Interviste

RISO ACQUERELLO – PARLA PIERO RONDOLINO

Abbiamo incontrato Piero Rondolino al TASTE di Firenze e lo abbiamo intervistato.
Cosa vuol dire oggi essere un’azienda familiare di eccellenza in un mercato globale?
Un’azienda familiare, soprattutto se costituita da componenti di formazione tecnica e culturale diversa, ben coordinati tra loro ha una marcia in più per raggiungere l’eccellenza, in particolare nel mercato globale. 
Mi spiego meglio: per raggiungere l’eccellenza oggi è necessario essere eccellenti in diverse cose perché il consumatore è attento a tutti i diversi aspetti del prodotto-azienda ad esempio, nella cultura di base, nella capacità di produrre, di costruirne l’immagine, nella comunicazione, nella vendita e non ultima nella gestione. L’eccellenza oggi è l’insieme di tutte queste cose e il mercato globale non perdona.
Cosa vi differenzia rispetto alla concorrenza diretta?

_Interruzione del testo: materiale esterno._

PR #1225, opened 2019-04-15
Shared library for core utilities

stsoe:
In order to facilitate sharing of driver/common code, this code is now
delivered in shared library xrt_coreutil.

The original files that resided under runtime_src/xrt/util are removed
or modified to use xrt_coreutil instead.  This consolidates the two
versions we had of config_reader and message into the one version
under driver/common.

This PR also changes shared library linking for all of XRT to require fully 
resolved libraries.


src/runtime_src/CMakeLists.txt
```diff
@@ -62,6 +62,7 @@ endif()
 
 # Attach to the user's linker flags
 set (CMAKE_SHARED_LINKER_FLAGS "${CMAKE_SHARED_LINKER_FLAGS} -Wl,-Bsymbolic")
+set (CMAKE_SHARED_LINKER_FLAGS "${CMAKE_SHARED_LINKER_FLAGS} -Wl,-z,defs")
```
sonals: Does -z defs include the semantics of -Bsymbolic? We used the latter so our internal calls to OCL APIs were resolved within our library and not redirected to ICD.

stsoe: I am not aware of  zdef affecting anything but to enforce that libraries we build are fully resolved.

PR #2131, opened 2019-09-24
Fix dynamic postlink for multiple kernels and clock constraint added to both the kernel clocks

subhransu-xilinx:


chvamshi-xilinx:
ok to test

PR #2138, opened 2019-09-24
use sysfs nodes to get device info

AShivangi:
move away from xclDeviceInfo2 and xclErrorStatus structs by using sysfs nodes to get information


src/runtime_src/core/pcie/tools/xbutil/xbutil.h
```diff
@@ -231,6 +223,12 @@ class device {
         xclClose(m_handle);
     }
 
+    std::string name() const {
```
maxzhen: Instead of reading it from sysfs every time, should we cache it since it won't change?

src/runtime_src/core/pcie/tools/xbutil/xbutil.h
```diff
@@ -715,14 +710,13 @@ class device {
...
-        std::string name, vendor, device, subsystem, subvendor, xmc_ver,
+        std::string vendor, device, subsystem, subvendor, xmc_ver,
             ser_num, bmc_ver, idcode, fpga, dna, errmsg, max_power;
         int ddr_size = 0, ddr_count = 0, pcie_speed = 0, pcie_width = 0, p2p_enabled = 0;
         std::vector<std::string> clock_freqs;
         std::vector<std::string> dma_threads;
         bool mig_calibration;
         
-        pcidev::get_dev(m_idx)->sysfs_get( "rom", "VBNV",               errmsg, name ); 
         pcidev::get_dev(m_idx)->sysfs_get( "", "vendor",                errmsg, vendor );
```
maxzhen: Considering cache vendor/device/subdev since they don't change?

src/runtime_src/core/pcie/tools/xbutil/xbutil.h
AShivangi: Yes. Sounds good

src/runtime_src/core/pcie/tools/xbutil/xbutil.h
AShivangi: I am not sure how that might be helpful. I don't see vendor/device/subdev being used anywhere else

A noi non è mai piaciuta la guerra generata dalla concorrenza, siamo pacifisti; non è facile di questi tempi. Bisogna aver studiato cosa fanno tutti gli altri e fare delle cose completamente diverse.

Ecco le cose che ci differenziano, ma solo le principali, partendo da quelle più evidenti:
– La confezione in lattina;
– il marchio Acquerello ben riconoscibile;
– l’immagine;
– i riconoscimenti dei grandi cuochi e delle persone più semplici.

Ma, alla base di questo, c’è la tecnologia di lavorazione unica nel suo insieme irripetibile mix di antico e moderno. 
Ne risulta quindi un riso inimitabile perché il più buono, il più facile, il più salutare.

Com’è percepito il riso italiano nel mondo? 
Il riso italiano nel mondo è percepito come il migliore per un piatto – il risotto – che è universalmente riconosciuto come il piatto tipico della cucina italiana; infatti risotto è sinonimo di riso italiano. Questo è un limite, magari non tanto piccolo ma comunque un limite, una semplificazione che alla lunga si potrebbe pagare perché il risotto come è presentato dagli chef in tv (ecc. ecc.) è una cosa che un po’ spaventa la gente.  Certi risi italiani possono essere adatti ai piatti più disparati delle diverse cucine del mondo. Un esempio per tutti: in Spagna il nostro riso Acquerello è venduto all’85% per il loro piatto popolare: la paella.
Diteci alcune aziende concorrenti che ammirate come lavoro e perchè?
Ammiro le aziende familiari che mi sembra (forse…) siano riuscite a raggiungere i loro obiettivi in un tempo più rapido di noi. Il tempo è un giudice severo. Con tutti gli interrogativi di cui sopra, oserei dire i nomi di Cascina Belvedere di Bianzè, Agricola Lodigiana di Ronsecco e Riseria Greppi di Tronzano Vercellese. Le ammiro perchè hanno una certa differenziazione nei prodotti rispetto alla massa.